Wenn alles klappt, kann der Heimatverein Schollene sein Museum bald wieder regulär öffnen: Die Gemeinde wird in Kürze den maroden Wasseranschluss sanieren lassen.

Schollene l "Anfang Mai soll das Wasser endlich wieder fließen", freute sich Vereinsvorsitzender Fred Bebenroth in seinem Bericht. Dann könne das Heimatmuseum, das in der Scheune neben der einstigen Brauerei-Gaststätte untergebracht ist, auch wieder regelmäßig öffnen. Denn so wie es sich derzeit präsentiert, kann man es kaum jemanden zumuten - ohne Wasser zum Kaffeekochen oder für die Toilette.

Der erste Höhepunkt im Vereinsleben des Vorjahres war der Pelosetag im Juli gewesen, jeder Gast konnte den Betrieb besichtigen, Heimatfreund Karl-Heinz Repp führte und erklärte. Eine Physiotherapeutin zeigte, wie der Heilschlamm aus dem Schollener See angewandt wird, Bürgermeister Armin Wernicke informierte zum See als Naturschutzgebiet, der Jugendklub betreute den Nachwuchs.

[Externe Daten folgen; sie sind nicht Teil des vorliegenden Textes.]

PR #2687, opened 2018-09-18
Introduce stale_error_field option

qcam:
I would like to propose a small behavior change to `Ecto.Repo` upserting with an `on_conflict` query.

Given the following code trying to upsert an entry with a condition in `on_conflict` query.

```elixir
post = %Post{title: "first", uuid: Ecto.UUID.generate()}
MyRepo.insert!(post)

on_conflict = from Post, where: [deleted: false], update: [set: [title: "first"]]
MyRepo.insert(post, on_conflict: on_conflict, conflict_target: [:uuid])
```

The current behavior for this case raises `Ecto.StaleEntryError`, which is a bit confusing IMO, because there isn't any optimistic lock set. I think the ideal behavior in this case could be exactly as `on_conflict: :nothing`.

Suggestions are very appreciated. I could update the needed documentation if this PR is accepted. Thank you.

### DIFF
--- a/lib/ecto/repo/schema.ex
+++ b/lib/ecto/repo/schema.ex
@@ -591,7 +591,16 @@ defmodule Ecto.Repo.Schema do
       {:invalid, _} = constraints ->
         constraints
       {:error, :stale} ->
-        raise Ecto.StaleEntryError, struct: changeset.data, action: action
+        opts = List.last(args)
+
+        case Keyword.fetch(opts, :stale_error_field) do
+          {:ok, stale_error_field} ->
+            changeset = Ecto.Changeset.add_error(changeset, stale_error_field, "stale")
+            {:error, changeset}
+
+          :error ->
+            raise Ecto.StaleEntryError, struct: changeset.data, action: action
+        end
     end
   end
 
--- a/integration_test/cases/repo.exs
+++ b/integration_test/cases/repo.exs
@@ -1447,6 +1447,25 @@ defmodule Ecto.Integration.RepoTest do
       assert TestRepo.get!(Post, inserted.id).title == "second"
     end
 
+    @tag :with_conflict_target
+    test "on conflict query having condition" do
+      post = %Post{title: "first", counter: 1, uuid: Ecto.UUID.generate()}
+      {:ok, inserted} = TestRepo.insert(post)
+
+      on_conflict = from Post, where: [counter: 2], update: [set: [title: "second"]]
+
+      insert_options = [
+        on_conflict: on_conflict,
+        conflict_target: [:uuid],
+        stale_error_field: :counter
+      ]
+
+      assert {:error, changeset} = TestRepo.insert(post, insert_options)
+      assert changeset.errors == [counter: {"stale", []}]
+
+      assert TestRepo.get!(Post, inserted.id).title == "first"
+    end
+
     @tag :without_conflict_target
     test "on conflict replace_all" do
       post = %Post{title: "first", text: "text", uuid: Ecto.UUID.generate()}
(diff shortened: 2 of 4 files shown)


lib/ecto/adapters/sql.ex
```diff
@@ -612,7 +612,11 @@ defmodule Ecto.Adapters.SQL do
         {:ok, Enum.zip(returning, values)}
 
       {:ok, %{num_rows: 0}} ->
-        if on_conflict == :nothing, do: {:ok, []}, else: {:error, :stale}
+        if on_conflict == :nothing do
+          {:ok, []}
+        else
+          {:error, :no_change}
```
josevalim: I don't think we should change this code. The change in ecto/repo/schema should be enough. :)

lib/ecto/repo/schema.ex
```diff
@@ -590,8 +590,12 @@ defmodule Ecto.Repo.Schema do
...
       {:invalid, _} = constraints ->
         constraints
-      {:error, :stale} ->
-        raise Ecto.StaleEntryError, struct: changeset.data, action: action
+      {:error, :no_change} ->
+        if changeset.filters != %{} do
+          raise Ecto.StaleEntryError, struct: changeset.data, action: action
+        else
+          {:ok, []}
+        end
```
josevalim: Instead of changing this here, which is used by insert/update/delete, I would probably change the `insert` operation to no longer call this apply function, as we want to handle `{:error, :stale}` differently.

josevalim:
Hi @qcam!

I believe this is a duplicate of #2687. We do want to change this behaviour, but we want to do it behind an option. You can see the discussion in the original issue.

I do think StaleEntryError makes sense here, as the record we are using as reference does not exist (or it was changed).

So my suggestion is to add an option, that will be supported on insert/update/delete. Maybe something called: `add_stale_errors_to: :field_name`. This will convert the stale error into a changeset error on the `field_name`.

Also, can you please add some unit tests? I have just pushed some tests to test/ecto/repo_test that check for staleentryerrors and you can use them as template. Make sure to rebase before! Thanks!

qcam:
@josevalim I changed the behavior as what you suggested, please let me know if I misunderstood anything.

I think `:add_stale_errors_to` is rather long so I went with `stale_error_field`, but I don't have a strong opinion on that so do advise if there's a better name.

I also made an assumption that we still want to keep raising `Ecto.StaleEntryError` when there's no `stale_error_field` configured.

I suppose some documentations need updates. I could do it later if the implementation looks fine.

josevalim:
This is beautiful! We just need the docs and we are ready to go!

josevalim:

lib/ecto/repo/schema.ex
```diff
@@ -591,7 +591,16 @@ defmodule Ecto.Repo.Schema do
       {:invalid, _} = constraints ->
         constraints
       {:error, :stale} ->
-        raise Ecto.StaleEntryError, struct: changeset.data, action: action
+        opts = List.last(args)
+
+        case Keyword.fetch(opts, :stale_error_field) do
+          {:ok, stale_error_field} ->
+            changeset = Ecto.Changeset.add_error(changeset, stale_error_field, "stale")
```
wojtekmach: great work @qcam. I'd like to propose a couple minor changes:

1. we should probably change clause to be a bit stricter:

   ```elixir
   {:ok, stale_error_field} when is_atom(stale_error_field) ->
   ```

2. add error metadata, e.g.: `add_error(changeset, stale_error_field, message, [stale: true])`. This way, it's similar to `:validation` and `:constraint` error metadata keys, so we can programatically handle this error without trying to look for the message string.

3. change `"stale"` to `"is stale"`, or maybe even: `Keyword.get(opts, :stale_error_message, "is stale")`

wdyt?

qcam: @wojtekmach your proposal sounds great, I'm up for changing but the PR is merged. Shall I open a new one with these changes?

josevalim: Yes, please open a new one! :D

PR #2688, opened 2018-09-18
Make `dump` stricter for Decimal

wojtekmach:
Previously we only made cast stricter.


josevalim:

PR #2689, opened 2018-09-18
Add notes about :decimal and calendar types

wojtekmach:
Since we enforce the type, this fails because the default timestamp is `:naive_datetime`, so without microseconds.

```elixir
iex(1)> Friends.Repo.insert(%Friends.Person{inserted_at: NaiveDateTime.utc_now()})
** (Ecto.ChangeError) value `~N[2018-09-18 10:10:51.596624]` for `Friends.Person.inserted_at` in `insert` does not match type :naive_datetime
    (ecto) lib/ecto/repo/schema.ex:831: Ecto.Repo.Schema.dump_field!/6
    (ecto) lib/ecto/repo/schema.ex:840: anonymous fn/6 in Ecto.Repo.Schema.dump_fields!/5
    (stdlib) maps.erl:257: :maps.fold_1/3
    (ecto) lib/ecto/repo/schema.ex:838: Ecto.Repo.Schema.dump_fields!/5
    (ecto) lib/ecto/repo/schema.ex:780: Ecto.Repo.Schema.dump_changes!/6
    (ecto) lib/ecto/repo/schema.ex:219: anonymous fn/15 in Ecto.Repo.Schema.do_insert/3
```

I think ideally the error would provide more information. Should I investigate? 

Mentioned to me by @AndrewDryga. WDYT about these docs update, Andrew?

### DIFF
--- a/lib/ecto/schema.ex
+++ b/lib/ecto/schema.ex
@@ -235,17 +235,21 @@ defmodule Ecto.Schema do
 
   **Notes:**
 
-  - For the `{:array, inner_type}` and `{:map, inner_type}` type,
-    replace `inner_type` with one of the valid types, such as `:string`.
+    * For the `{:array, inner_type}` and `{:map, inner_type}` type,
+      replace `inner_type` with one of the valid types, such as `:string`.
 
-  - For the `:decimal` type, `+Infinity`, `-Infinity`, and `NaN` values are not supported,
-    even though the `Decimal` library handles them. To support them, create a custom type.
+    * For the `:decimal` type, `+Infinity`, `-Infinity`, and `NaN` values
+      are not supported, even though the `Decimal` library handles them.
+      To support them, you can create a custom type.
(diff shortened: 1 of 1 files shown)


josevalim:
@wojtekmach i did a pass for formatting and clarity, let me know what you think!

wojtekmach:
@josevalim :shipit:

AndrewDryga:
@wojtekmach I think we should additionally mention that when you insert a struct or update with changes that are not casted, you need to take care of precision manually.

Your code example is a good one, and here is the one we discussed:
```
channel
|> Ecto.Changeset.change(%{
  verification_token_hash: nil,
  verification_token: nil,
  verification_token_sent_at: nil,
  verified_at: DateTime.utc_now()
})
|> Repo.update!()
```

Having better error would ease migration for noobs like me :).

josevalim:

PR #2696, opened 2018-09-20
Allow integration tests to run on PostgreSQL 10.4

AndrewDryga:
I just tried to run integration tests locally with official PostgreSQL 10.4 container, got the following error:

```
MIX_ENV=pg mix test
** (Version.InvalidVersionError) invalid version: "10.4 (Debian 10.4-2.pgdg90+1)"
    (elixir) lib/version.ex:337: Version.to_matchable/2
    (elixir) lib/version.ex:179: Version.match?/3
    integration_test/pg/test_helper.exs:75: (file)
    (elixir) lib/code.ex:767: Code.require_file/2
```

Für die Senioren wurde vom Verein ein Grillnachmittag organisiert, was auch in diesem Jahr wieder erfolgen soll. Bereits Anfang September begannen die Vorbereitungen für die größte Aktion, den Weihnachtsmarkt. Dieser hatte am 29. November am Schloss stattgefunden und war wieder gut besucht. Die örtliche Tagesstätte und die Grundschule aus Klietz umrahmten das Ganze musikalisch.

Zuvor, am 15. Oktober, hatte sich der Verein am großen Herbstputz im Dorf beteiligt und das Gelände am Heimatmuseum auf Vordermann gebracht. Ein Fachmann von der Buga-Gesellschaft informierte zudem über verschiedene Pflanztechniken. Die ersten Blüten der Blumen-Anpflanzungen sind jetzt bereits zu sehen.

Aktuell zählt der Verein 40 Mitglieder, zwei waren im Vorjahr leider verstorben, Neuaufnahmen gab es nicht. Die verstärkte Mitgliederwerbung ist denn auch einer der Schwerpunkte, die sich der alte und neue Vorsitzende Fred Bebenroth gestellt hat. Mit im neuen Vorstand arbeiten zudem wieder Erika Gorges als Stellvertreterin, Heidi Schünemann und Kassiererin Anja Berg. Sebastian Heinike und Jürgen Repp standen nicht mehr zur Verfügung, neu in den Vorstand gewählt wurde Klaus Kose - er erhielt ebenso wie die anderen alle Stimmen der Anwesenden. Als Kassenprüferin fungiert wieder Kirsten Poro.

"Im Buga-Jahr erhoffen wir uns viele Gäste im Heimatmuseum", blickte der Vorsitzende in die Zukunft. Damit man sich ihnen entsprechend präsentiert, wird es an beiden Vereinsobjekten - also dem Museum und der Windmühle - Arbeitseinsätze geben. Der an der Mühle wird am 11. April stattfinden, Treff ist um 9.30 Uhr - weitere Helfer sind sehr willkommen. Der Termin für das Museum wird noch mit dem Förderverein abgestimmt.

Ein Ausflug ist für dieses Jahr nicht geplant, wegen der Buga gibt es genügend Veranstaltungen ringsum. Der Mühlentag wird eine Woche vor Pfingsten stattfinden - und zwar am 16. Mai. Und auch einen Weihnachtsmarkt soll es dieses Jahr wieder geben. Eventuell im Mai wird eine Dankeschönparty für alle Helfer steigen. Im kommenden Jahr feiert der Verein ein rundes Jubiläum: Er wird 20 Jahre alt.

Ein Dach für den Göpel

Ein großes Projekt des Vereins ist die Überdachung für den alten Göpelantrieb neben der Mühle. Im Vorjahr hatte die Kreissparkasse dafür bereits 2000 Euro aus ihrem Kalendererlös gespendet. Weiteres Geld dafür soll aus der Rücklage des Heimatvereins entnommen werden. Die Neugestaltung der Ausstellungsflächen an der Mühle ist auch Inhalt eines Antrages, welcher bei der lokalen Leader-Arbeitsgruppe zwecks finanzieller Förderung eingereicht worden ist.